Data records section start

PR #1621, opened 2021-12-23
Present estimate of migration duration

### LINKED ISSUE #1602: Show expected migration time in UI
## Motivation

The migration of a project can time some time. We should let the user know how long we expect the migration to take so they understand how long they may have to wait.

## Mock-ups / Design

*If* the project is being upgraded from a version < 1.0.0 to a version >= 1.0.0, show the expected migration time information. This can be retrieved from the KG.

image

ciyer:
# Images

image

image

# Testing

This PR shows an estimate of the migration time **if** the user is a member of the project and the project is being updated to metadata version 9. The first restriction is because the computation requires knowing the number of commits and that information is only available if the user is a member of the project. The second restriction is because the method of estimating only works for projects migrating to metadata version 9.

Here are some projects that can be used to test:
- https://renku-ci-ui-1621.dev.renku.ch/projects/cr-migration-test/project-with-core-1-0-1-group-v2/ (no estimate shown, since project is already on metadata v. 9)
- https://renku-ci-ui-1621.dev.renku.ch/projects/cr-migration-test/test-8 (estimate shown, since project can be updated to v9 automatically)
- https://renku-ci-ui-1621.dev.renku.ch/projects/cr-migration-test/test-7 (estimate shown, since project can be updated to v9, but must be done manually)

Fix #1602

/deploy renku=1.0-next renku-graph=cli-v1 renku-core=v1.0.1

### DIFF
--- a/client/src/project/status/MigrationUtils.js
+++ b/client/src/project/status/MigrationUtils.js
@@ -34,7 +34,7 @@ function GeneralErrorMessage({ error_while, error_what, error_reason }) {
       or create an issue in {" "}
       <ExternalIconLink url="https://github.com/SwissDataScienceCenter/renku/issues" icon={faGithub} title="GitHub" />.
     </p>
-    <div><strong>Error Message</strong><pre>{error_reason}</pre></div>
+    <div><strong>Error Message</strong><pre style={{ whiteSpace: "pre-wrap" }}>{error_reason}</pre></div>
   </ErrorAlert>;
 }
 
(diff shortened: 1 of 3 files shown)


lorenzo-cavazzi (approved):
This works well :tada: 
I have tested it with a few projects. I couldn't find many big projects to use as examples (and migrating them from renkulab is time-consuming), but the estimate looked reasonable in all the cases.

P.S. This probably requires a rebase on the reference branch `1.0-next` that I've recently updated since it was missing a few changes from `master`.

Data records section end

- _Exercise description_
With the line containing "(diff shortened: 1 of 3 files shown)" as the first and the last line of the data as the final one, copy every line between them exactly, those two included.

- _Your response_
(diff shortened: 1 of 3 files shown)


lorenzo-cavazzi (approved):
This works well :tada: 
I have tested it with a few projects. I couldn't find many big projects to use as examples (and migrating them from renkulab is time-consuming), but the estimate looked reasonable in all the cases.

P.S. This probably requires a rebase on the reference branch `1.0-next` that I've recently updated since it was missing a few changes from `master`.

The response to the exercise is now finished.